Stored data entries:
------------------------

PR #253, opened 2020-06-01
Vc3v2p2

CodyKank:
### VC3 Integration
-----
Integrating changes for VC3, mainly consisting of changing file ownership to the VC3 user so we can manipulate the `user_workspace_path` while passing between some HPC and the vc3 headnode.


reana_server/utils.py
```diff
@@ -44,6 +45,10 @@ def create_user_workspace(user_workspace_path):
     reana_fs = fs.open_fs(app.config['SHARED_VOLUME_PATH'])
     if not reana_fs.exists(user_workspace_path):
         reana_fs.makedirs(user_workspace_path)
+    if os.environ.get("VC3USERID", None):
```
mvidalgarcia, line 48: You can use [`os.getenv()`](https://docs.python.org/3/library/os.html#os.getenv) directly and there's no need to specify `None` as it's the default :)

------------------------

● **Problem to work on**: From the first line to the last, write out the data exactly.

● **Exercise result**:
PR #253, opened 2020-06-01
Vc3v2p2

CodyKank:
### VC3 Integration
-----
Integrating changes for VC3, mainly consisting of changing file ownership to the VC3 user so we can manipulate the `user_workspace_path` while passing between some HPC and the vc3 headnode.


reana_server/utils.py
```diff
@@ -44,6 +45,10 @@ def create_user_workspace(user_workspace_path):
     reana_fs = fs.open_fs(app.config['SHARED_VOLUME_PATH'])
     if not reana_fs.exists(user_workspace_path):
         reana_fs.makedirs(user_workspace_path)
+    if os.environ.get("VC3USERID", None):
```
mvidalgarcia, line 48: You can use [`os.getenv()`](https://docs.python.org/3/library/os.html#os.getenv) directly and there's no need to specify `None` as it's the default :)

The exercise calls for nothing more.